Find the lines of the material below that include the string "cleanup", then copy each one.

» Data provided
· · ·

PR #8258, opened 2026-08-06
Add --unsafe-validation to app dev

dmerand:
## What

Add `--unsafe-validation` (`SHOPIFY_FLAG_UNSAFE_VALIDATION`, default `false`) to `shopify app dev`. Pass the option to dev-session create and update as `isUnsafe`, and display warnings returned by updates.

## Why

Let developers opt into the validation exceptions that the server permits for dev previews. The server decides which checks can be relaxed.

## How

Forward the option through dev-session setup and both mutation paths. Warnings do not hide errors, session takeover still aborts, and `shopify app deploy` stays unchanged.

Regeneration also includes three upstream schema-comment corrections required by the codegen clean-tree check.

## Release gate

Keep this PR as a draft until the compatible server API and unsafe-validation policy are deployed. The mutation documents name `isUnsafe` even when its value is false, so older servers reject all dev sessions that use these documents.

## How to test

Once the server policy is deployed, run `shopify app dev --unsafe-validation` with an app that triggers an eligible validation warning. Confirm the preview starts and shows the warning. Run without the flag and confirm that the same check remains blocking.

### DIFF
--- a/.changeset/unsafe-app-dev.md
+++ b/.changeset/unsafe-app-dev.md
@@ -1,0 +1,5 @@
+---
+'@shopify/app': patch
+---
+
+Add an `--unsafe` flag to `shopify app dev`.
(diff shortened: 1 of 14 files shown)


amcaplan (commented):
The code itself looks fine.

I do find that the feature isn't really self-documenting; `Allow unsafe app version validation during dev previews.` doesn't really explain to me what that means. Maybe we need a different term?

"Unsafe" tells me something has potentially negative consequences; I'm not sure what could potentially happen just because I run this command. It feels like basically nothing - the preview might not work, but that's not going to break things irreparably.

The terminology might make sense in the API itself, I just think we need something clearer for the CLI flag.

PR #8262, opened 2026-08-07
[Refactor] Refactor resolveFramework to use declarative .some() and .every()

gonzaloriestra:
Refactored resolveFramework in packages/cli-kit/src/public/node/framework.ts to use standard .some() and .every() array helper methods instead of .reduce(). This fixes a bug in the old reduce implementation where the accumulator was not correctly passed on the `some` detectors and enables early exit short-circuiting. Added unit tests for these behaviors in framework.test.ts.

---
*PR created automatically by Jules for task [23259390411241093](https://jules.google.com/task/23259390411241093) started by @gonzaloriestra*

### DIFF
--- a/packages/cli-kit/src/public/node/framework.ts
+++ b/packages/cli-kit/src/public/node/framework.ts
@@ -151,23 +151,21 @@ const frameworks: Framework[] = [
 export async function resolveFramework(rootDirectory: string): Promise<string> {
   const fwConfigFiles: Record<string, string | undefined> = {}
 
-  const matchedFramework = frameworks.find(
-    (framework) =>
-      (!framework.detectors.some ||
-        framework.detectors.some.reduce(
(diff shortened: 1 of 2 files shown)


packages/cli-kit/src/public/node/framework.ts
```diff
@@ -151,23 +151,21 @@ const frameworks: Framework[] = [
...
-          (previousDetectorsMatch: boolean, detector) =>
-            previousDetectorsMatch
-              ? matchDetector(detector, loadFwConfigFile(rootDirectory, detector.path, fwConfigFiles))
-              : false,
-          true,
-        )),
-  )
+  const matchedFramework = frameworks.find((framework) => {
+    const matchesSome =
+      !framework.detectors.some ||
```
isaacroldan, line 156: Looking at the frameworks definition, I think detectors.some is always undefined, should we simplify this? :thinking_face:

PR #8269, opened 2026-08-08
Redact sensitive device authorization debug output

dmerand:

The device authorization debug log serialized the full server response. In verbose mode this wrote `device_code` — a live credential while the flow is pending — and `verification_uri_complete` to the terminal and to anything that captures CLI output.

- Log only non-sensitive metadata after device authorization: HTTP status, `interval`, `expires_in`. Omitted optional fields render as `not provided`.
- Keep user-facing output unchanged: the user code and verification link still appear in info output, and the returned values are untouched.
- Add regression tests that assert the secrets are absent from debug output, the retained diagnostics are present (so a later cleanup cannot silently empty the support channel), and the fallback rendering works.

### How to test your changes?

Run `shopify auth logout`, then any authenticated command with `--verbose` (for example `shopify theme list --verbose`). Confirm the "Received device authorization response" debug line shows only status/interval/expiry, while the login prompt still shows the user code and link.

### Checklist


byrichardpowell (approved):

packages/cli-kit/src/private/node/session/device-authorization.test.ts
```diff
@@ -68,6 +68,48 @@ describe('requestDeviceAuthorization', () => {
     expect(got).toEqual(dataExpected)
   })
 
+  test('does not include authorization credentials in debug output', async () => {
```
amcaplan, line 106: This feels like a test that "We don't do what we used to do" - but it doesn't actually add a whole lot of value in the current state.

packages/cli-kit/src/private/node/session/device-authorization.test.ts
```diff
@@ -68,6 +68,48 @@ describe('requestDeviceAuthorization', () => {
...
+    vi.mocked(identityFqdn).mockResolvedValue('fqdn.com')
+    vi.mocked(clientId).mockReturnValue('clientId')
+
+    // When
+    await requestDeviceAuthorization(['scope1', 'scope2'])
+
+    // Then
+    const debugOutput = JSON.stringify(outputDebug.mock.calls)
+    expect(debugOutput).toContain('interval=not provided')
+    expect(debugOutput).not.toContain('interval=undefined')
```
amcaplan: This last line feels unnecessary

amcaplan (approved):
Appreciate the change. A couple of comments on making sure our tests add value.

packages/cli-kit/src/private/node/session/device-authorization.test.ts
dmerand: Kept this one deliberately: the `not.toContain` lines are the security regression guard — leaking `device_code` is the exact behavior we never want back, so "we don't do what we used to do" is this test's whole job. The positive assertions protect the retained diagnostics from a future over-zealous cleanup. Happy to revisit if you feel strongly.

packages/cli-kit/src/private/node/session/device-authorization.test.ts
dmerand: Agreed — removed in 31aa4a307d.

packages/cli-kit/src/private/node/session/device-authorization.test.ts
dmerand: Agent getting a little feisty there, but yeah, we want a regression test here IMO.

isaacroldan (approved):

PR #8270, opened 2026-08-08
Encode device authorization request parameters

dmerand:

The device authorization request built its `application/x-www-form-urlencoded` body by string concatenation without encoding. Scopes are joined with spaces, so the body carried literal spaces, and any `&`, `=`, or `%` in a value could change the request structure. It works today only because the server is lenient. The token endpoint in `exchange.ts` already uses `URLSearchParams` for the same reason.

- Build the device authorization body with `URLSearchParams`, matching the existing token-request precedent.
- Preserve the current behavior of omitting empty values (an empty scope string stays out of the body).
- Pin the request in tests: exact URL, method, `Content-Type`, and a hand-written encoded body (spaces as `+`, `%26`/`%3D`/`%25` for reserved characters), so the expectation does not depend on `URLSearchParams` itself.

One pre-existing assertion changes from the unencoded body to the encoded form — that wire change is the fix. No change to prompts, returned data, or requested scopes.

### How to test your changes?

Run `shopify auth logout`, then any authenticated command (for example `shopify theme list`). Device login completes as before; the request body is now correctly encoded.

### Checklist

### DIFF
--- a/packages/cli-kit/src/private/node/session/device-authorization.test.ts
+++ b/packages/cli-kit/src/private/node/session/device-authorization.test.ts
@@ -74,17 +74,15 @@ describe('requestDeviceAuthorization', () => {
     vi.mocked(shopifyFetch).mockResolvedValue(response)
     vi.mocked(identityFqdn).mockResolvedValue('fqdn.com')
     vi.mocked(clientId).mockReturnValue('clientId')
-    const scopes = ['scope&name', 'scope=value', 'scope%value']
 
     // When
-    await requestDeviceAuthorization(scopes)
+    await requestDeviceAuthorization(['scope&=%'])
 
     // Then
-    expect(shopifyFetch).toHaveBeenCalledWith('https://fqdn.com/oauth/device_authorization', {
-      method: 'POST',
-      headers: {'Content-type': 'application/x-www-form-urlencoded'},
-      body: 'client_id=clientId&scope=scope%26name+scope%3Dvalue+scope%25value',
-    })
+    expect(shopifyFetch).toHaveBeenCalledWith(
+      expect.any(String),
+      expect.objectContaining({body: 'client_id=clientId&scope=scope%26%3D%25'}),
+    )
   })
 
   test('omits empty authorization scope values', async () => {
--- a/packages/cli-kit/src/private/node/session/device-authorization.test.ts
+++ b/packages/cli-kit/src/private/node/session/device-authorization.test.ts
@@ -63,9 +63,46 @@ describe('requestDeviceAuthorization', () => {
     expect(shopifyFetch).toBeCalledWith('https://fqdn.com/oauth/device_authorization', {
       method: 'POST',
       headers: {'Content-type': 'application/x-www-form-urlencoded'},
-      body: 'client_id=clientId&scope=scope1 scope2',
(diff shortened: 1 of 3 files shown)


packages/cli-kit/src/private/node/session/device-authorization.test.ts
```diff
@@ -63,11 +63,48 @@ describe('requestDeviceAuthorization', () => {
     expect(shopifyFetch).toBeCalledWith('https://fqdn.com/oauth/device_authorization', {
       method: 'POST',
       headers: {'Content-type': 'application/x-www-form-urlencoded'},
-      body: 'client_id=clientId&scope=scope1 scope2',
+      body: new URLSearchParams({client_id: 'clientId', scope: 'scope1 scope2'}).toString(),
     })
```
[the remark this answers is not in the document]
dmerand: Fixed in 250f635e74 — the basic scope test now asserts the literal encoded body (`client_id=clientId&scope=scope1+scope2`), matching the special-characters and empty-scope tests.

byrichardpowell (approved):

packages/cli-kit/src/private/node/session/device-authorization.test.ts
```diff
@@ -63,11 +63,48 @@ describe('requestDeviceAuthorization', () => {
     expect(shopifyFetch).toBeCalledWith('https://fqdn.com/oauth/device_authorization', {
       method: 'POST',
       headers: {'Content-type': 'application/x-www-form-urlencoded'},
-      body: 'client_id=clientId&scope=scope1 scope2',
+      body: 'client_id=clientId&scope=scope1+scope2',
     })
     expect(got).toEqual(dataExpected)
   })
 
+  test('encodes special characters in authorization scopes', async () => {
```
amcaplan, line 71: Are we testing the behavior of URLSearchParams? I feel like we could get away with much simpler testing here...

packages/cli-kit/src/private/node/session/device-authorization.ts
```diff
@@ -152,10 +152,8 @@ export async function pollForDeviceAuthorization(code: string, interval = 5): Pr
 }
 
 function convertRequestToParams(queryParams: {client_id: string; scope: string}): string {
-  return Object.entries(queryParams)
-    .map(([key, value]) => value && `${key}=${value}`)
-    .filter((hasValue) => Boolean(hasValue))
-    .join('&')
+  // URLSearchParams applies form encoding so scope values cannot change the request structure.
```
amcaplan: I don't think we need a lot of justification for the use of URLSearchParams over a hand-rolled conversion function 😆

packages/cli-kit/src/private/node/session/device-authorization.test.ts
dmerand: Fair point — simplified in 3471d72f99: one representative reserved-character case asserting only the body. The basic test above already pins the full request shape, so the char matrix was mostly exercising Node stdlib.

packages/cli-kit/src/private/node/session/device-authorization.ts
dmerand: Removed in 3471d72f99 😄

PR #8279, opened 2026-08-10
Remove obsolete polyfill dependencies from cli-kit

isaacroldan:

Reduces cli-kit's external dependency count. These four dependencies are polyfills for constraints that no longer exist, or are misplaced test-only packages.

- **Remove `node-abort-controller`**: it polyfills AbortController for Node < 15; the CLI requires Node >= 22.12. `abort.ts` now re-exports the native globals. Call sites doing `new AbortSignal()` (which throws "Illegal constructor" on the native class) were changed to `new AbortController().signal`. Bonus: signals are now real native AbortSignals instead of polyfill objects, so native `fetch`/APIs treat them first-class.
- **Remove `ts-error` and the `ExtendableError` export entirely**: `ExtendableError` only matters when TypeScript targets ES5; we target ES2020 where `class extends Error` works natively. `TunnelError`, `InvalidGrantError`, and `InvalidRequestError` now extend `Error` directly, the one direct `throw new ExtendableError(...)` becomes `throw new Error(...)`, and the redundant `instanceof ExtendableError` check in `Result.valueOrAbort` is gone. A GitHub-wide code search found no consumer of the export outside this repo; a changeset records the removed public API.
- **Move `@types/archiver` to devDependencies**: a types package was shipping in runtime deps.
- **Move `is-executable` to devDependencies**: only used in `github.test.ts`.

No behavior change intended, other than the removed `ExtendableError` export and thrown errors from those classes reporting `name: 'Error'`. Nothing branches on that name.

## How to test your changes?

- `pnpm vitest run` for cli-kit error/abort/result/tunnel/session/github tests and the app test files touched — all green.
- Type-check passes for cli-kit and app.

## Measuring impact
How do we know this change was effective? Existing test suite.

## Checklist

- [x] I've added a changelog entry (removed public export)
- [x] I've considered when to gather analytics


gonzaloriestra (approved):
Nice!

PR #8280, opened 2026-08-10
Replace macaddress, is-wsl and network-interfaces with os built-ins

isaacroldan:

Part of an effort to reduce external dependencies in the CLI. `macaddress`, `is-wsl` and `network-interfaces` can all be replaced with small implementations on top of Node's `os.networkInterfaces()` and `os.release()`.

- Removes `macaddress`: `macAddress()` in `context/local.ts` now reads from `os.networkInterfaces()`, preferring external interfaces with a non-empty MAC (same behavior as the library).
- Removes `is-wsl`: `isWsl()` in `system.ts` checks `os.release()` and `/proc/version` for `microsoft` on Linux, excluding Docker/Podman containers — the same detection logic the library uses.
- Removes `network-interfaces` (and its vendored type declaration): the dev-server internal-IP check validates the resolved backend IP against internal IPv4 interfaces from `os.networkInterfaces()` directly.

No changeset: internal refactor with no user-visible behavior change.

### How to test your changes?

- `pnpm vitest run src/public/node/context/local.test.ts src/public/node/context/local.integration.test.ts src/public/node/system.test.ts` in `packages/cli-kit` (60 tests pass)
- `pnpm type-check` in `packages/cli-kit`

### Measuring impact

- [x] n/a — internal dependency cleanup

### Checklist


packages/cli-kit/src/public/node/vendor/dev_server/dev-server-2024.ts
gonzaloriestra, line 1: To avoid conflicts the next time we want to update this code, what about opening a PR in https://github.com/Shopify/dev_server as well?

isaacroldan: So apparently the original code doesn't depend on this... I think it was added when vendoring it...

gonzaloriestra (commented):
Can we add tests for the new code? The old libraries probably had it.

packages/cli-kit/src/public/node/vendor/dev_server/dev-server-2024.ts
isaacroldan: Confirmed — upstream resolves a hostname (`getBackendHost`) and has no IP validation at all; the whole `getBackendIp` path was added when vendoring, so there's nothing to change in dev_server. I've updated the comment in the file to make that clear for future syncs.

isaacroldan:
@gonzaloriestra Added tests :v:

gonzaloriestra (approved):
Great!

PR #8282, opened 2026-08-10
Remove color-json in favor of a chalk-based colorizer

isaacroldan:

Part of an effort to reduce external dependencies in the CLI. `color-json` is used in a single place (`JsonContentToken` in cli-kit's `content-tokens.ts`), and its behavior is a ~20-line token colorizer we can implement with the chalk instance cli-kit already ships.

Replaces `color-json` with a local `colorJson` helper. The implementation is identical to the one we are replacing: same token regex and same color mapping (yellow structural characters, white keys, green strings, magenta numbers, cyan booleans, red `null`), verified character by character against `color-json`'s output. String input is still parsed and re-stringified with 2-space indentation, and the existing plain `JSON.stringify` fallback for non-serializable values is unchanged.

No changeset: internal refactor with no user-visible behavior change.

### How to test your changes?

- `pnpm vitest run src/public/node/output.test.ts` in `packages/cli-kit`
- `pnpm vitest run src/cli/services/dev/extension/websocket/handlers.test.ts` in `packages/app` (uses `token.json`)
- `pnpm type-check` in `packages/cli-kit`

### Measuring impact

- [x] n/a — internal dependency cleanup

### Checklist

### DIFF
--- a/packages/cli-kit/src/private/node/content-tokens.ts
+++ b/packages/cli-kit/src/private/node/content-tokens.ts
@@ -48,6 +48,8 @@ export class CommandContentToken extends ContentToken<OutputMessage> {
   }
 }
 
+// Token-matching regex taken from the color-json package this implementation replaces:
+// https://www.npmjs.com/package/color-json
 const jsonTokenRegex =
   /("(\\u[a-zA-Z0-9]{4}|\\[^u]|[^\\"])*"(\s*:)?|\b(true|false|null)\b|-?\d+(?:\.\d*)?(?:[eE][+-]?\d+)?)/g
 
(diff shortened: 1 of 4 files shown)


packages/cli-kit/src/private/node/content-tokens.ts
gonzaloriestra, line 1: Can we add tests?  
  
Also, is this code taken from color-json? If so, I think we should mention it in a comment at least.

isaacroldan: I'll add test yes, good idea.  
  
About the code: No, we only took the regex, the rest of the code is different (simpler)

isaacroldan: Tests added

gonzaloriestra (approved):

PR #8290, opened 2026-08-10
Use CLI commands for E2E store lifecycle

isaacroldan:
### Why

The E2E suite provisions and deletes development stores through Playwright even though the CLI now supports these operations.

### What

- Create per-test development stores with `shopify store create dev --json`.
- Delete stores with `shopify store delete --force --json` after app uninstall verification.
- Validate command results and allow enough time for provisioning and deletion polling.

### Testing

- `pnpm --filter @shopify/e2e type-check`
- `pnpm --filter @shopify/e2e lint`
- `pnpm --filter @shopify/e2e exec playwright test tests/app-dev-server.spec.ts --list`

A live local Playwright run is blocked before test setup by the existing local `node-pty` error `posix_spawnp failed`. CI rebuilds `node-pty` before the E2E job.

### DIFF
--- a/packages/e2e/scripts/cleanup-stores.ts
+++ b/packages/e2e/scripts/cleanup-stores.ts
@@ -25,8 +25,9 @@ import * as path from 'path'
 import * as fs from 'fs'
 import {fileURLToPath} from 'url'
 import {chromium} from '@playwright/test'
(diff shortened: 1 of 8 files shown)


gonzaloriestra (approved):
Simpler and more robust 👌

PR #8291, opened 2026-08-10
Clean up Node <22 compatibility leftovers

isaacroldan:

The CLI requires Node >=22.12.0 (`engines` in every package), but several pieces of the codebase still targeted older Node and ES versions.

- **Remove the `Promise.withResolvers` polyfill** (`packages/theme/src/cli/polyfills/promiseWithResolvers.ts`). Its own comment said to remove it once the minimum Node version is 22. The one usage in `theme-environment.ts` now calls `Promise.withResolvers` directly.
- **Bump the TypeScript `target`/`lib` from ES2020 to ES2024** in `configurations/tsconfig.json`. Node 22 supports ES2024 natively, and the `es2024` lib provides the `Promise.withResolvers` types.
- **Bump `@types/node` from 18 to 22** (root and `packages/e2e`). Two test mocks of `process.exit` needed their signatures widened to match the Node 22 types.
- **Update the runtime minimum-Node check from 18 to 22** in `cli-kit`'s `runCLI`. Users on Node 18/20 now get the upgrade error instead of undefined behavior.
- **Remove redundant field re-declarations in `AbortError`**. Surfaced by the target bump: under ES2022+ class-field semantics, re-declaring `nextSteps`/`customSections` without initializers would reset the values the `FatalError` constructor assigns. The base class already declares both fields.

No changeset: internal cleanup, except the version-check bump which only affects already-unsupported Node versions.

### How to test your changes?

- `pnpm type-check`, `pnpm lint:affected`, and knip pass.
- Full `cli-kit` and `theme` test suites pass (218 files, 2548 tests).
- `pnpm refresh-code-documentation` produces no churn.
- The existing old-Node test now exercises Node 20 to prove the new threshold.

### Measuring impact

- [x] n/a


packages/theme/src/cli/polyfills/promiseWithResolvers.ts
```diff
@@ -1,28 +0,0 @@
...
-
-declare global {
-  interface PromiseConstructor {
-    withResolvers<T>(): PromiseWithResolvers<T>
-  }
-}
-
-// Polyfill for Promise.withResolvers
-// Can remove once our minimum supported Node version is 22
-export function promiseWithResolvers<T>(): PromiseWithResolvers<T> {
```
isaacroldan, line 15: @EvilGenius13 you added this polyfill (9c35fb110c4) with a note to remove it once our minimum Node version is 22. That minimum is now in place (`engines` requires >=22.12.0), so this PR removes it and calls `Promise.withResolvers` directly. Can you confirm this is safe to remove?

graygilmore (approved):

gonzaloriestra (approved):
:clap:

PR #8317, opened 2026-08-12
Retry GraphQL requests rejected as Throttled without a 429 code

isaacroldan:

`retryAwareRequest` only retries rate-limited requests on HTTP 429 or a GraphQL error with `extensions.code === '429'`. But Shopify GraphQL APIs (App Management among them) throttle with a 200 response and `extensions.code: "THROTTLED"` — those requests fail instantly on first rejection.

The CLI already treats `THROTTLED` as a rate-limit signal in crash-report suppression and analytics grouping. The retry path was the only place that didn't.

· · ·

» Response box
- Add regression tests that assert the secrets are absent from debug output, the retained diagnostics are present (so a later cleanup cannot silently empty the support channel), and the fallback rendering works.
dmerand: Kept this one deliberately: the `not.toContain` lines are the security regression guard — leaking `device_code` is the exact behavior we never want back, so "we don't do what we used to do" is this test's whole job. The positive assertions protect the retained diagnostics from a future over-zealous cleanup. Happy to revisit if you feel strongly.
- [x] n/a — internal dependency cleanup
- [x] n/a — internal dependency cleanup
--- a/packages/e2e/scripts/cleanup-stores.ts
+++ b/packages/e2e/scripts/cleanup-stores.ts
No changeset: internal cleanup, except the version-check bump which only affects already-unsupported Node versions.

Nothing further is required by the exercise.